During AHPT in LT using NHPs, it is necessary to block blood flow in 2 ways, namely, PV flow from the mesenteric veins and vena cava flow from the lower extremities. Since the inferior vena cava (IVC) is embedded in the liver parenchyma in NHPs, an IVC replacement technique is inevitable. However, during IVC reconstruction, blood flow from the lower extremities is blocked, and since collateral circulation of the PV is not developed in healthy NHPs, blood flow from mesenteric veins is also blocked. To solve this problem, veno-veno bypass has been successfully used in previous studies [812]. However, veno-veno bypass is difficult to perform in NHPs because of the small size of vessels. Oura et al. [7] performed NHP LT using an SMA clamping technique, and reported that early-reperfusion technique without SMA clamping yields a 24-hour survival rate of 33.3% (3 of 9). In their study, the AHPT was longer than 40 minutes in both groups. However, in the present study, the median AHPT was 31 minutes and the 24-hour survival rate was 80% (4 of 5) in the early-reperfusion group. Therefore, our results suggest that an AHPT of less than 35 minutes can be tolerated in NHPs.

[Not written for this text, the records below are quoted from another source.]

PR #2515, opened 2019-06-28
Only fetch gene panel info when needed

zhx828:
# What? Why?
Fix https://github.com/cBioPortal/cbioportal/issues/6337

### DIFF
--- a/src/pages/studyView/StudyViewPageStore.ts
+++ b/src/pages/studyView/StudyViewPageStore.ts
@@ -35,7 +35,7 @@ import {
     ClinicalData,
     ClinicalDataMultiStudyFilter,
     CopyNumberSeg,
-    Gene,
+    Gene, GenePanel, GenePanelData,
     MolecularProfile,
     MolecularProfileFilter,
     Patient
@@ -121,6 +121,7 @@ import {sleepUntil} from "../../shared/lib/TimeUtils";
 import ComplexKeyMap from "../../shared/lib/complexKeyDataStructures/ComplexKeyMap";
 import jStat from 'jStat'
 import {CancerGene, Gene as OncokbGene} from "../../shared/api/generated/OncoKbAPI";
+import MobxPromiseCache from "shared/lib/MobxPromiseCache";
 
 
 export enum StudyViewPageTabKeyEnum {
@@ -2661,6 +2662,12 @@ export class StudyViewPageStore {
         onError: (error => {}),
         default: []
     });
+
+    public genePanelCache = new MobxPromiseCache<{ genePanelId: string }, GenePanel>(q => ({
+        invoke: () => {
+            return defaultClient.getGenePanelUsingGET(q);
+        }
+    }));
 
     readonly mutatedGeneData = remoteData<MutationCountByGeneWithCancerGene[]>({
         await: () => this.oncokbCancerGeneFilterEnabled ?
--- a/src/pages/studyView/table/CNAGenesTable.tsx
+++ b/src/pages/studyView/table/CNAGenesTable.tsx
@@ -6,7 +6,6 @@ import { observer } from "mobx-react";
 import styles from "./tables.module.scss";
 import {
     CopyNumberGeneFilterElement,
-    GenePanelToGene
 } from "shared/api/generated/CBioPortalAPIInternal";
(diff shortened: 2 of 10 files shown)


zhx828:
The pr can only merged when the backend pr is deployed. https://github.com/cBioPortal/cbioportal/pull/6341

src/pages/studyView/StudyViewPageStore.ts
```diff
@@ -2662,6 +2662,19 @@ export class StudyViewPageStore {
         default: []
     });
 
+    private genePanelsCache: { [genePanelId: string]: GenePanel } = {};
```
kalletlak: I think caching is not required as browser already caches it.

src/pages/studyView/table/CNAGenesTable.tsx
```diff
@@ -68,11 +69,11 @@ export class CNAGenesTable extends React.Component<ICNAGenesTablePros, {}> {
     @observable private modalSettings: {
         modalOpen: boolean;
         modalPanelName: string;
-        modalPanelGenes: GenePanelToGene[];
+        modalGetPanelData?: (genePanelId: string) => Promise<GenePanel>;
     } = {
         modalOpen: false,
         modalPanelName: "",
-        modalPanelGenes: []
+        modalGetPanelData: undefined
```
kalletlak: by default this would be undefined

src/pages/studyView/StudyViewPageStore.ts
zhx828: Ah, right. The design was a bit different when I introduced the cache. Good catch, let me remove.

src/pages/studyView/StudyViewPageStore.ts
```diff
@@ -2662,6 +2662,11 @@ export class StudyViewPageStore {
         default: []
     });
 
+    @autobind
+    public async getGenePanelData(genePanelId: string): Promise<GenePanel> {
+        return Promise.resolve(await defaultClient.getGenePanelUsingGET({genePanelId: genePanelId}));
```
adamabeshouse: this is equivalent to just returning `defaultClient....` , doesnt need to be `async`

src/pages/studyView/table/GenePanelModal.tsx
```diff
@@ -40,25 +45,41 @@ export const GenePanelList: React.FunctionComponent<IGenePanelTooltipProps> = ({
...
-            </Modal.Footer>
-        </Modal>
-    );
+@observer
+export class GenePanelModal extends React.Component<IGeneModalProps, {}> {
+    @observable dataLoading = false;
+    @observable genes: GenePanelToGene[] = [];
+
+    @autobind
+    componentWillReceiveProps(nextProps: Readonly<IGeneModalProps>): void {
```
adamabeshouse: why do you want to do it like this instead of using a mobxpromise? seems more complicated this way

adamabeshouse: one construct that might help which you may not be aware of is MobxPromiseCache, which handles the case here - you would pass in the panel name, and it would create a promise based on that panel name. Let me know if you want to talk about it

src/pages/studyView/table/CNAGenesTable.tsx
```diff
@@ -68,11 +70,10 @@ export class CNAGenesTable extends React.Component<ICNAGenesTablePros, {}> {
     @observable private modalSettings: {
         modalOpen: boolean;
         modalPanelName: string;
-        modalPanelGenes: GenePanelToGene[];
+        modalGetPanelData?: (genePanelId: string) => Promise<GenePanel>;
```
adamabeshouse: we can get rid of this now right?

src/pages/studyView/StudyViewPageStore.ts
```diff
@@ -2662,6 +2663,12 @@ export class StudyViewPageStore {
         default: []
     });
 
+    public genePanelCache = new MobxPromiseCache<{ genePanelId: string }, GenePanel>(q => ({
+        invoke: async () => {
```
kalletlak: async not needed

zhx828:
Two failing tests are not related to the pr.

PR #2516, opened 2019-06-28
fix case set not working for virtual study

dippindots:
do not concatenate all sample specs
Fix # https://github.com/cBioPortal/cbioportal/issues/5634.

### DIFF
--- a/src/pages/resultsView/ResultsViewPageHelpers.ts
+++ b/src/pages/resultsView/ResultsViewPageHelpers.ts
@@ -82,15 +82,17 @@ export function substitutePhysicalStudiesForVirtualStudies(cancerStudyIds:string
 
 }
 
-export function populateSampleSpecificationsFromVirtualStudies(samplesSpecification:SamplesSpecificationElement[], virtualStudies:VirtualStudy[]){
+export function populateSampleSpecificationsFromVirtualStudies(samplesSpecifications:SamplesSpecificationElement[], virtualStudies:VirtualStudy[]){
 
     const virtualStudiesKeyedById = _.keyBy(virtualStudies,(virtualStudy)=>virtualStudy.id);
-
+    const samplesSpecificationsKeyedByStudyId = _.keyBy(samplesSpecifications,(spec)=>spec.studyId);
     // remove specs for virtual studies (since they mean nothing to api)
     // and then populate with ids
-    samplesSpecification = _.filter(samplesSpecification,(spec)=>!virtualStudiesKeyedById[spec.studyId]);
+    samplesSpecifications = _.filter(samplesSpecifications,(spec)=>!virtualStudiesKeyedById[spec.studyId]);
 
-    const allVirtualStudySampleSpecs = _.flatMapDeep(virtualStudies.map((virtualStudy)=>{
+    // only add sample specs when this virtual study is in the samplesSpecifications
+    const selectedVirtualStudies = _.filter(virtualStudies, (virtualStudy) => samplesSpecificationsKeyedByStudyId[virtualStudy.id]);
+    const allSelectedVirtualStudySampleSpecs = _.flatMapDeep(selectedVirtualStudies.map((virtualStudy)=>{
         return virtualStudy.data.studies.map((study)=>{
             return study.samples.map((sampleId)=>{
                 return {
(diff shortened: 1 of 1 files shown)


src/pages/resultsView/ResultsViewPageHelpers.ts
```diff
@@ -102,8 +102,11 @@ export function populateSampleSpecificationsFromVirtualStudies(samplesSpecificat
         }) as SamplesSpecificationElement[][];
     }));
 
-    // ts not resolving type above and not sure why, so cast it
-    samplesSpecification = samplesSpecification.concat(allVirtualStudySampleSpecs as SamplesSpecificationElement[]);
+    // concatenate allVirtualStudySampleSpecs only when we don't have any samplesSpecifications
+    if (samplesSpecification.length === 0) {
```
alisman: if we have a mixture of virtual studies and physical studies, there might be a problem b/c there will be sampleSpecifications for the physical studies.

alisman: please try that possibility and make sure we handle it properly

src/pages/resultsView/ResultsViewPageHelpers.ts
```diff
@@ -85,12 +85,14 @@ export function substitutePhysicalStudiesForVirtualStudies(cancerStudyIds:string
 export function populateSampleSpecificationsFromVirtualStudies(samplesSpecification:SamplesSpecificationElement[], virtualStudies:VirtualStudy[]){
 
     const virtualStudiesKeyedById = _.keyBy(virtualStudies,(virtualStudy)=>virtualStudy.id);
-
+    const samplesSpecificationKeyedByStudyId = _.keyBy(samplesSpecification,(spec)=>spec.studyId);
     // remove specs for virtual studies (since they mean nothing to api)
     // and then populate with ids
     samplesSpecification = _.filter(samplesSpecification,(spec)=>!virtualStudiesKeyedById[spec.studyId]);
```
alisman: probably should be sampleSpecifications.  Plural should be at end because it's an array of specifications.

src/pages/resultsView/ResultsViewPageHelpers.ts
```diff
@@ -82,15 +82,17 @@ export function substitutePhysicalStudiesForVirtualStudies(cancerStudyIds:string
...
-export function populateSampleSpecificationsFromVirtualStudies(samplesSpecification:SamplesSpecificationElement[], virtualStudies:VirtualStudy[]){
+export function populateSampleSpecificationsFromVirtualStudies(samplesSpecifications:SamplesSpecificationElement[], virtualStudies:VirtualStudy[]){
 
     const virtualStudiesKeyedById = _.keyBy(virtualStudies,(virtualStudy)=>virtualStudy.id);
-
+    const samplesSpecificationsKeyedByStudyId = _.keyBy(samplesSpecifications,(spec)=>spec.studyId);
     // remove specs for virtual studies (since they mean nothing to api)
     // and then populate with ids
-    samplesSpecification = _.filter(samplesSpecification,(spec)=>!virtualStudiesKeyedById[spec.studyId]);
+    samplesSpecifications = _.filter(samplesSpecifications,(spec)=>!virtualStudiesKeyedById[spec.studyId]);
```
alisman: @dippindots i actually want "sampleSpecifications".    the plural "s" is on specifications, not on samples.   "sample" is a descriptive word.  I know you didn't write the code from the beginning but I want to make sure I communicate proper pluralization rules for you for the future!

alisman: Once we make that change, we can release this.

dippindots: Thanks, @alisman! That helps a lot, I will remember this in the future. The only reason I change it to `samplesSpecifications` is that it is an array of `SamplesSpecificationElement`: https://github.com/cBioPortal/cbioportal-frontend/pull/2516/files#diff-98feaa0c1f30ed49f15d832754badb45R85. And the `SamplesSpecificationElement` is the specification of the `sampleList`(list of samples), I don't know if we should just use `sampleSpecifications` in this circumstances.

To reduce the complexity of performing anastomoses and reduce operating time, it is important to clearly expose the IVC on the recipient side. Obtaining this exposure and opening the space where the graft aorta conduit is placed can be achieved using Kocherization. This technique also renders the surgical field shallower, enabling surgeons to move their hands more easily.

There are several limitations of this study. We could not avoid the bias from the proficiency. However, the operator had already had sufficient experience of kidney transplantation in cynomolgus monkeys and LT in human. Three cases including all cases of non-early reperfusion did not have survived for 24 hours after LT. Therefore, comparing immediate postoperative liver function between 2 groups was impossible. One recipient showed normal liver enzyme level (normal range: AST, 20–57 mg/dL; ALT, 23–61 mg/dL) 14 days after LT. We are planning to follow up the liver vascular structure with Doppler ultrasonography based on the previously reported normal findings [13].

In conclusion, the LT model introduced in this study with cynomolgus monkeys represents a promising tool for transplantation research, and can be applied using the technique described.